(Stored items)
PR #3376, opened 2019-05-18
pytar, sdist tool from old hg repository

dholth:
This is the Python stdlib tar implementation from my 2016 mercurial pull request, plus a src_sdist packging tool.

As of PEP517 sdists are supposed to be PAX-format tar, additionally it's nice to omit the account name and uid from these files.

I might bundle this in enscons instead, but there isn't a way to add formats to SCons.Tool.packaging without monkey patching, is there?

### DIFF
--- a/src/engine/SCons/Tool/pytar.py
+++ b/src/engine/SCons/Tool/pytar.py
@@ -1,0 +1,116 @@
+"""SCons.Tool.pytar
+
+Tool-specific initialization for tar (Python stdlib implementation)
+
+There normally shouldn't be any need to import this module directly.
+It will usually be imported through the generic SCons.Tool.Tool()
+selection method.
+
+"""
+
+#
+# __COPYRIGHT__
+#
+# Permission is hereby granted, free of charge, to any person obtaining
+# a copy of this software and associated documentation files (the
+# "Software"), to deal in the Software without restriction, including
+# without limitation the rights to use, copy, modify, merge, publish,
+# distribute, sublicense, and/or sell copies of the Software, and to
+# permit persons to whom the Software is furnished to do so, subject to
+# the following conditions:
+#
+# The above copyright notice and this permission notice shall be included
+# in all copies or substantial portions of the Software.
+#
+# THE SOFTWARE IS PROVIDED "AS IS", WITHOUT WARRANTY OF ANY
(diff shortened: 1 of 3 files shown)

### Goal of the exercise
From the line holding "this module directly." to the line holding "documentation files (the", inclusive, restate each line above exactly as written.

### Solution
+There normally shouldn't be any need to import this module directly.
+It will usually be imported through the generic SCons.Tool.Tool()
+selection method.
+
+"""
+
+#
+# __COPYRIGHT__
+#
+# Permission is hereby granted, free of charge, to any person obtaining
+# a copy of this software and associated documentation files (the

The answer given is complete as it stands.